El laboratorio de acústica ocupaba una estancia de techo alto, espaciosa, con varias ventanas, desordenada y llena de muebles: aparatos de física sobre estantes de madera y montantes de aluminio vivamente blanco; bancos de trabajo; mesas y armarios de chapa nuevos, de fabricación moscovita; confortables escritorios que habían vivido ya lo suyo en el edificio de la firma berlinesa de Lorenz-Radio.
Grandes bombillas en globos esmerilados proporcionaban desde lo alto una luz difusa, agradable y clara.

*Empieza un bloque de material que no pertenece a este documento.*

PR #40, opened 2015-04-02
Remove SAI_NEXT_HOP_ATTR_TYPE from sainexthop.h.

jiacao:
SAI_NEXT_HOP_ATTR_TYPE is not needed any more, since there is only one
type of next hop, which is IP next hop.


sai/doc/SAI-Proposal-11-Tunnel.md
```diff
@@ -0,0 +1,488 @@
...
+
+### L3 Tunnel Egress Interface Model ###
+
+There are two types of L3 egress interface defined in the SAI, namely **router interface** and **l3 tunnel egress interface**. To note, the router interface object is used for both ingress and egress interface. As shown in Figure 1, the sai\_next\_hop object can point to either a router interface or a tunnel egress interface. A tunnel egress interface must point to a router interface. In this model, the tunnel egress interface is responsible for adding the tunneling header, e.g., IP, GRE, NVGRE. The router interface is responsible for updating the Ethernet source mac and vlan header. The next hop provides the destination mac information. When multiple tunnel egress interfaces point to a same router interface, all these tunnels will share a same source mac address and vlan id.
+
+As specified in earlier spec, a route object can point to either a next hop object or a next hop group object. In case the route points to a next hop group, and the next hop group object points to multiple next hops, and each next hop points to a tunnel egress interface. This will spread the IP packets over a set of L3 tunnels. 
+
```
SathishKumarTR-Dell: Actually, as per this proposal, each next hop pointing to a tunnel egress interface does not necessarily mean the packets are spanning over different L3 tunnels. It will be the case even for next hops of a single L3 tunnel having ECMP paths to reach the tunnel destination.
For eg, for a L3 tunnel having DIP (100.0.0.1) which is reachable by 3 next-hops (10.0.0.1/RIF1), (11.0.0.1/RIF2) and (20.0.0.1/RIF3) - user will have to create 3 tunnel egress interface objects (with same attributes except the ROUTER_INTF attribute) and then create the 3 tunnel next-hop objects.

Also, setting up tunnel termination for the same tunnel does not have any relation to the number of egress router interfaces for the tunnel destination. So creating tunnel termination on each tunnel egress interface object in the above example may not fit as well.

Will it be useful to have a single tunnel interface object and capability to associate it with multiple egress router interfaces?

sai/inc/sail3tunnelintf.h
```diff
@@ -0,0 +1,162 @@
...
+/*
+ *  Attribute id for l3 tunnel egress interface
+ */
+typedef enum _sai_l3_tunnel_egress_interface_attr_t
+{
+    /* READ-ONLY */
+
+    /* L3 tunnel egress interface router interface. [sai_object_id_t] (MANDATORY_ON_CREATE|CREATE_ONLY) */
+    SAI_L3_TUNNEL_EGRESS_INTERFACE_ATTR_ROUTER_INTF,
+
```
SathishKumarTR-Dell: Please refer to the note posted at line 27 in the SAI-Proposal-11_Tunnel.md above. Having an one-to-one association with tunnel interface and egress router interface means multiple tunnel interfaces needs to be created for tunnel over ECMP paths.

sai/doc/SAI-Proposal-11-Tunnel.md
atitjain: next hop group is for ECMP only. I think we will need to have multiple next-hops because each route interface may lead to different routers and hence might have different DMAC and may be vlan. Only common thing is SIP and DIP of the tunnel, the next hop attributes are different for each path.

sai/doc/SAI-Proposal-11-Tunnel.md
```diff
@@ -0,0 +1,488 @@
...
+(Current proposal only defines APIs for IP-in-IP tunnel egress interfaces, others are left for the future)
+
+### L3 Tunnel Egress Interface Model ###
+
+There are two types of L3 egress interface defined in the SAI, namely **router interface** and **l3 tunnel egress interface**. To note, the router interface object is used for both ingress and egress interface. As shown in Figure 1, the sai\_next\_hop object can point to either a router interface or a tunnel egress interface. A tunnel egress interface must point to a router interface. In this model, the tunnel egress interface is responsible for adding the tunneling header, e.g., IP, GRE, NVGRE. The router interface is responsible for updating the Ethernet source mac and vlan header. The next hop provides the destination mac information. When multiple tunnel egress interfaces point to a same router interface, all these tunnels will share a same source mac address and vlan id.
```
atitjain: "The router interface is responsible for updating the Ethernet source mac and vlan header. The next hop provides the destination mac information."
Above statement it not correct for current SAI model. Currently the route give next-hop and next-hop has next hop ip and router interface. These two are used as the key to the neighbor table which gives DMAC.

jiacao: Yes. The previous statement is not accurate. I changed it to: 
"The next hop provides the next hop IP address, which can be used to find out the next hop mac address from the neighbor ARP table by the switch"

sai/doc/SAI-Proposal-11-Tunnel.md
jiacao: The reason we choose the current design is because of its flexibility. If we bind multiple router interfaces to a single tunnel interface to implement ECMP group. There are several problems: 
1. Among the bound router interfaces, what if their next hop IP addresses are different? Say, interface A wants next hop 10.0.0.1, while interface B wants next hop 10.0.0.2. 
2. What if a ECMP contains both tunnel and router interfaces?

With our proposed design, we can implement the above scenarios like this: 
1. Create a next hop group, containing different next hops. Each next hop points to a tunnel interface. Each tunnel interface points to a router interface. 
2. Create a next hop group, containing different next hops. Some of the next hop point to a tunnel interface, some of them point a router interface.

sai/inc/sail3tunnelintf.h
jiacao: Correct. Multiple tunnel interfaces need to be created for the ECMP case.

jiacao:
Thanks for everyone's valuable comments. We'll cancel this pull request, and submit a new one later.

PR #44, opened 2015-04-08
Defining General List and defining object ID in attribute value

arunsubash:
Defined general uint32 and int32 list which can be used in attributes that needs a list of integers
Defined sai_object_t in attribute so all attributes using object ID can use this instead of u64


lguohan:
merged

PR #45, opened 2015-04-09
New Header files - LAG/Hash, STP, Mirror, Sample Packet

arunsubash:
New Header files - LAG/Hash, STP, Mirror, Sample Packet
Port Numbering Change
Compile fixes
Merge changes


sai/inc/saiport.h
```diff
@@ -135,15 +110,58 @@ typedef enum _sai_port_internal_loopback_mode_t
 */
 typedef enum _sai_port_fdb_learning_mode_t 
 {
+    /* Drop unknown Source MAC. Do not learn */
+    SAI_PORT_LEARN_MODE_DROP,
```
lguohan: what's the difference between drop mode and disable mode?

lguohan:
I have consolidated them into one commit and checked in to the v0.9.2 branch. It's unclear to me the difference between MODE_DROP and the MODE_DISABLE. Let's have a discussion on this before we check in this.

sai/inc/saiport.h
atitjain: One possibility is:
In disable mode there should be no learning and all the packets should be flooded. In the DROP mode user should be managing FDB completely and add all entries as static. If any entry is not added by user, drop the packet.

arunsubash: /*
* Attribute data for SAI_PORT_ATTR_FDB_LEARNING
*/
typedef enum _sai_port_fdb_learning_mode_t
{
    /* Drop unknown Source MAC. Do not learn. Do not forward*/
    SAI_PORT_LEARN_MODE_DROP,

     /* Do not learn unknown source MAC. Forwarding will occur based on destination MAC */
     SAI_PORT_LEARN_MODE_DISABLE,

     /* Hardware learning. Learn source MAC. Forward based on destination MAC*/
     SAI_PORT_LEARN_MODE_HW,

    /* Trap the unknown source MAC to CPU. Do not learn. Do not forward */
    SAI_PORT_LEARN_MODE_CPU,

} sai_port_fdb_learning_mode_t;

The comments had details of each mode

Drop - If there is no SRC SA match we will drop the packet
HW Learn Disable -  If there is no SRC SA match we will forward or flood based on dest MAC

sai/inc/sailag.h
```diff
@@ -0,0 +1,123 @@
...
+
+/*Lag attribute: List of attributes for LAG module*/
+typedef enum _sai_lag_attr_t {
+
+    /** READ_WRITE */
+
+    /* SAI port list [sai_object_list_t] (MAXDATORY_ON_CREATE|CREATE_AND_SET)
+     * The LAG must have at least one SAI port member at the creation time 
+     */
+    SAI_LAG_ATTR_PORT_LIST,
```
atitjain: I think this should be read only attribute. Internally gets updated based on the add/delete port. Max ports in LAG, if required could be there as an attribute.

sai/inc/saisamplepacket.h
```diff
@@ -0,0 +1,139 @@
...
+
+    /** READ-WRITE */
+
+    /** MANDATORY_ON_CREATE|CREATE_AND_SET */
+    /** Sampling rate of type uint32_t. The sampling rate specifies 
+      * random sampling probability as the ratio of packets observed 
+      * to samples generated. For example a sampling rate of 100 specifies 
+      * that, on average, 1 sample will be generated for every 100 packets 
+      * observed. */   
+    SAI_SAMPLEPACKET_ATTR_SAMPLE_RATE,
```
atitjain: We discussed about the SAI cache refresh rate. Are we planning to add it.

arunsubash: Yes it would be added as a switch attribute in the coming week

sai/inc/saimirror.h
```diff
@@ -0,0 +1,207 @@
...
+    /** tunnel source IP - [sai_ip_address_t] */
+    SAI_MIRROR_SESSION_ATTR_SRC_IP_ADDRESS,
+
+    /** MANDATORY_ON_CREATE|CREATE_AND_SET */
+    /** tunnel destination IP - [sai_ip_address_t] */
+    SAI_MIRROR_SESSION_ATTR_DST_IP_ADDRESS,
+
+    /** MANDATORY_ON_CREATE|CREATE_AND_SET */
+    /** L2 source MAC address - [sai_mac_t] */
+    SAI_MIRROR_SESSION_ATTR_SRC_MAC_ADDRESS,
```
atitjain: Do we need to configure SA/DA here or depending on SIP/DIP next-hop should be installed by control plane.

sai/inc/saimirror.h
```diff
@@ -0,0 +1,207 @@
...
+
+    /** MANDATORY_ON_CREATE|CREATE_AND_SET */
+    /** L2 destination MAC address - [sai_mac_t] */
+    SAI_MIRROR_SESSION_ATTR_DST_MAC_ADDRESS,
+
+    /** MANDATORY_ON_CREATE|CREATE_AND_SET */
+    /** GRE protocol Id - [uint16_t] */
+    SAI_MIRROR_SESSION_ATTR_GRE_PROTOCOL_TYPE,
```
atitjain: Not sure but this is the ethertype of the payload. I think this should be copied from mirror packet to the GRE header in ideal case. Or we can mirror only certain packet types.

sai/inc/sailag.h
arunsubash: This is an additional way to set all the LAG members in one shot during create and there after used to query the list of LAG members

sai/inc/saimirror.h
arunsubash: The SA/DA values are programmed by the control plane. The <Src IP, Dest IP, SA, DA> All 4 are controlled by control plane and they program them based on config and reachability. They get reprogrammed if any of them changes due to config or reachability change

sai/inc/saimirror.h
arunsubash: Its not copied from the inner packet. Currently it has to be set to the ERSPAN protocol type

atitjain: Thanks for clarification.

sai/inc/sailag.h
atitjain: Thanks for clarification.

sai/inc/saimirror.h
lguohan: auto id can be added in the future if needed.

sai/inc/saiport.h
lguohan: @atitjain , in disable mode whether packets are flooded, dropped, or unicast depends on whether the destination mac is known or not. If it is know, it is unicast. If it is unknown, it can be flooded or dropped based on SAI_SWITCH_ATTR_FDB_UNICAST_MISS_ACTION.

@arunsubash : added to v0.9.2, please check.

sai/inc/sailag.h
lguohan: @arunsubash : are you suggesting this should be MANDANTORY_ON_CREATE and CREATE_ONLY since it cannot be set after created?

sai/inc/saimirror.h
lguohan: @atitjain : are you suggesting the asic is going to do a l3 lookup based on mirror destination ip?

sai/inc/saiport.h
atitjain: My understanding is, that this is learning disabled so the FDB will not learn anything. Ok if still static entries could be added then your interpretation is correct.

sai/inc/saimirror.h
atitjain: Given its GRE tunnel origination, I was hoping this. So based on the next hop for the GRE tunnels DIP the arp should resolve and nh should be installed.

sai/inc/saiport.h
lguohan: the mental model here is that l2 forwarding has two stages, one is learning for the src mac, the second is forwarding based on the dest mac. This sai_port_fdb_learning_mode_t controls the first stage behavior, 1) whether to learn the mac or not, 2) for unknown mac, whether to proceed to the second stage or not.

Then the second stage controls the behavior whether the dest mac can be found or not. We'd like to separate these two stages. 

Does this model make sense to you?

sai/inc/saimirror.h
lguohan: as you known, there are certain asics do not follow the pipeline model you describe above. I also believe your pipeline model makes sense although I do not know if there is any asic that has implemented that or not since the model you describe require recirculate the mirrored packets to l3 lookup.

The question now becomes how does sai deal with these two models. does it provides two models or one model? In case we want to go with one model, it will be similar to what we did for the neighbor table. When the asic does not have neighbor table, the software maintains a copy for lookup. As to this case, we might need to maintain the whole l3 route table, as well as nexthop group, next hop table. Lots of states will be maintained in the software now.

atitjain: Understand your point about re circulation. Agree that it may not be possible in pipelines to do these multiple look-ups etc in one pass. Lets retain these attributes.

sai/inc/saiport.h
atitjain: Completely agree to this model with one additional point that these 2 stages, SA learning and DA look-up have correlation. Let me list the attributes and my interpretation:

SAI_PORT_LEARN_MODE_DROP - says if SA is not hit in the FDB table then don't learn it and dont forward frame. So MAC is never learnt dynamically. If a MAC matching packets SA is added statically in FDB table then it would not be missed in SA look-up stage, further packet will be forwarded based on DA look-up and 
SAI_SWITCH_ATTR_FDB_UNICAST_MISS_ACTION

SAI_PORT_LEARN_MODE_DISABLE - The MAC will never be learnt dynamically because learning is disabled. But packet will be forwarded based on DA hit and SAI_SWITCH_ATTR_FDB_UNICAST_MISS_ACTION. DA hit in this case can happen only if the a MAC matching packets DA was added as static entry.

Let me know if this is correct.

sai/inc/sailag.h
arunsubash: Yes Guohan this is most likely to be used 1st time creating the LAG when we specific the list of ports. There after we may be just adding and removing ports and its unlikely to set the entire set of ports again. Anyway if a user wants to set the entire new list of ports after addition/deletion in one shot this can be used. I am OK to remote the CREATE_ONLY so it can be used after that as well

atitjain: Should we impost a MANDATORY_ON_CREATE. User can always define the LAG and its attributes and add ports later. I understand unless a port is added the LAG is not usable, but why to impose restriction. 
When a port in the LAG goes down, what is the mechanism to indicate LAG. Is it sai_remove_port_from_lag_fn? Similarly when it comes back again?

arunsubash: I am fine to remove both MANDATORY_ON_CREATE and CREATE_ONLY and make it like any other read/write attribute to give maximum flexibility
Yes Port UP/DOWN handling is done by application and its expected to do a LAG port add/remove based link status
@lguohan please confirm i will make the changes

lguohan: I am fine with remove MANDATORY_ON_CREATE and keep CREATE_AND_SET. Looks like vendor SDK do support creating LAG without any member.

arunsubash: @lguohan Yes will make this change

En un alejado rincón de la estancia se elevaba, sin llegar al techo, una cabina acústica insonorizada. Por su forro exterior de simple arpillera atiborrada de paja, parecía a medio construir. La puerta, de setenta centímetros de grueso —vacía por dentro como las pesas de los payasos de circo— estaba ahora abierta con la cortina de lana echada encima para dejar que se aireara la cabina. Cerca de esta, la laca negra del panel-conmutador central mostraba el brillo bronceado de sus hileras de clavijas.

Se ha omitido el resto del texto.